Development of a general baseline toxicity QSAR model for the fish embryo acute toxicity test

- Common baseline toxicity QSAR for fish embryo LC50 was established.
- ILC50 and La50 analysis corroborated the robustness of baseline toxicity QSAR.
- Compounds with specific or reactive MOA converged towards baseline toxicity with increasing hydrophobicity.
- For compounds with log Klipw < 4 the TR approach can be used to classify compounds.

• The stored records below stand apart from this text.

Issue #3638, opened 2021-12-28
Dialog to inform of base-giving in full share games


Sheeo:
Proxy-issue from Ninrai.

His description:

If a teammate dies in a full share game, create a popup info (similar to when a t4 finishes) to notify the player who received the dead ally's units / buildings about the additional base and units in order to avoid confusion/idle buildings and units.

Garanas:
We can do that - what shape should it have? A pop up (that you must interact with) seems undesirable. Would a simple text message / whisper suffice?

Sheeo:
Ninrai's comment

> I think in order to keep it simple, a simple pop up info like with the t4 for the one given the stuff would suffice. nothing with clicking. maybe it should look a little different from the t4, more popping. possibly with a different color (red?) to highlight the urgency for a reaction by the player

I'd add personally I think it should be configurable so experienced players can turn it off if they want :)

Garanas:
Always a toggle 😄

4z0t:
I would suggest to do a User Sync info about units been given at all, for mod purposes )

Garanas:
Can you clarify on that? To allow a mod to hook it?

4z0t:
There are no ways no determine whenever you were given a unit on UI level

Garanas:
Ah, I see. What type of UI interaction / callback would you want here?

4z0t:
an if statement in `UserSync.lua` mb

Garanas:
And then for each unit given, or for all units given at once?

4z0t:
A way which wont impact on performance, i think. 😁

Garanas:
And do you want the unit IDs too? Or just a content: X gave Y Z units

4z0t:
The fact that units were given is enough, i think, but i would  appreciate if its possible to provide with  ids too 😊

PR #3712, opened 2022-03-22
Transfer units improvements

Emperor-Penguin1:
Creates info text of "[name]'s units have been transferred to you" for the player who receives units when an army's units are transferred upon player death (such as from a dead teammate in a fullshare game)

Changes priority for unit transfer to be based on rating (and if rating does not exist (such as with regular AI's), by score, after players with positive rating), instead of just by score


Emperor-Penguin1:
PS: this resolves the core goal of issue #3638, among other things.  Additional improvements could be added later, especially if additional UI-Sim interaction is added (presumably involving UserSync), but I think the current functionality in this PR is already useful enough to add.

lua/aibrain.lua
```diff
@@ -576,16 +576,29 @@ AIBrain = Class(moho.aibrain_methods) {
...
+                            end
                             WaitSeconds(1)
                         end
                     end
                 end
             end
 
-            -- Sort the destiniation armies by score
+            -- Sort the destiniation brains (armies/players) by rating (and if rating does not exist (such as with regular AI's), by score, after players with positive rating)
             local function TransferUnitsToHighestBrain(brains)
```
Garanas, line 589: This changes more than it appears. The original behavior uses score. Your implementation uses rating. As a consequence only the highest rated players will have the joy of managing two bases at once. What is the idea behind this change?

Emperor-Penguin1: Even with the current score system, in practice, it is often that 1 player on a team receives all the bases from dead teammates because getting additional bases helps to easily cement a score lead normally.  I think giving dead player's units to the highest rated teammate makes more sense than giving them to the teammate with the highest score (aka, the one who eco'ed the most).  I think players with higher rating are generally able to handle multiple bases better on average.  In practice, the result of the current score-based priority is that when a lower-rated teammate receives the base, that player often doesn't use it much or at all, gifts it to the higher-rated teammate, and or receives flak/complaints about not gifting it to the higher-rated teammate.  This decision of whether or not to transfer the base to the higher rated teammate is often the difference between winning and losing, and the frustration regarding this contributes to toxicity as well.  By comparison, if the base is gifted to the higher-rated player by default, that is less likely to happen, and the higher-rated player can still gift the base to a teammate if desired, and the higher-rated player is generally much more likely to know how to shift-click-and-drag for easier/faster gifting.

Garanas: I understand - thank you for elaborating it.

I am not against the chance - I'd like to hear the opinions of other people to make sure we're not missing anything.

lua/aibrain.lua
```diff
@@ -576,16 +576,29 @@ AIBrain = Class(moho.aibrain_methods) {
                         local units = self:GetListOfUnits(categories.ALLUNITS - categories.WALL - categories.COMMAND, false)
                         if units and not table.empty(units) then
                             TransferUnitsOwnership(units, brain.index)
+                            if brain:GetArmyIndex() == GetFocusArmy() then 
+                                PrintText(self.Nickname .. '\'s units have been transferred to you', 30, 'ffffffff', 12, 'center')
```
Garanas, line 580: Add a russian translation, @4z0t can you help with the translation itself?

lua/aibrain.lua
Garanas: The balance team appears to agree with you

Garanas:
I'll merge this once the translation is in.

4z0t:
Wouldn't it have a UserSync version for being displayed on UI side?

Garanas:
We could add that - but at the moment it just prints a message in the center of the screen.

4z0t:
@Garanas i mean, just make a sync for it, no need to make ui right now

Garanas:
I'll add it in. Can you translate that sentence for me?

4z0t:
Yeah, of course, but string format needed

Garanas:
here-is-gif-26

Fish embryos have become a popular model in ecotoxicology and toxicology. The fish embryo acute toxicity test (FET) with the zebrafish embryo was recently adopted by the OECD as technical guideline TG 236 and a large database of concentrations causing 50% lethality (LC50) is available in the literature. Quantitative Structure-Activity Relationships (QSARs) of baseline toxicity (also called narcosis) are helpful to estimate the minimum toxicity of chemicals to be tested and to identify excess toxicity in existing data sets. Here, we analyzed an existing fish embryo toxicity database and established a QSAR for fish embryo LC50 using chemicals that were independently classified to act according to the non-specific mode of action of baseline toxicity. The octanol-water partition coefficient Kow is commonly applied to discriminate between non-polar and polar narcotics. Replacing the Kow by the liposome-water partition coefficient Klipw yielded a common QSAR for polar and non-polar baseline toxicants. This developed baseline toxicity QSAR was applied to compare the final mode of action (MOA) assignment of 132 chemicals. Further, we included the analysis of internal lethal concentration (ILC50) and chemical activity (La50) as complementary approaches to evaluate the robustness of the FET baseline toxicity. The analysis of the FET dataset revealed that specifically acting and reactive chemicals converged towards the baseline toxicity QSAR with increasing hydrophobicity. The developed FET baseline toxicity QSAR can be used to identify specifically acting or reactive compounds by determination of the toxic ratio and in combination with appropriate endpoints to infer the MOA for chemicals.